● **Extracted material**
PR #1525, opened 2026-07-27
Support pending masks

cquiroz:
for MOS we may actually define the mask in phase2 but before that it is valid to have a MOS observation that doesn't have a fully defined mask id yet.

This PR models that adding an option for a `ToBeDefined `mask without a name

### DIFF
--- a/modules/core/shared/src/main/scala/lucuma/core/model/MaskDefinition.scala
+++ b/modules/core/shared/src/main/scala/lucuma/core/model/MaskDefinition.scala
@@ -5,6 +5,9 @@ package lucuma.core.model
 
 import cats.Eq
 import cats.derived.*
+import monocle.Iso
+import monocle.Prism
+import monocle.macros.GenPrism
 
 /**
  * Observations with a mask to be defined are valid.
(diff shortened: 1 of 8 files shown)


modules/core/shared/src/main/scala/lucuma/core/model/MaskDefinition.scala
```diff
@@ -0,0 +1,16 @@
...
+import cats.derived.*
+
+/**
+ * Observations with a mask to be defined are valid.
+ * We'll represent that state with the ADT below
+ */
+sealed trait MaskDefinition derives Eq
+
+case object ToBeDefined extends MaskDefinition derives Eq
+case class Defined(id: Attachment.Id) extends MaskDefinition derives Eq
```
swalker2m, line 19: I suppose we could add an `Iso[MaskDefinition, Option[Attachment.Id]]`.

swalker2m (approved):
Looks great. :+1:

modules/core/shared/src/main/scala/lucuma/core/model/MaskDefinition.scala
cquiroz: Sounds good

● **Problem statement**
Go through the material above and copy each line that has the word "Attachment".

● **Exercise solution**
+case class Defined(id: Attachment.Id) extends MaskDefinition derives Eq
swalker2m, line 19: I suppose we could add an `Iso[MaskDefinition, Option[Attachment.Id]]`.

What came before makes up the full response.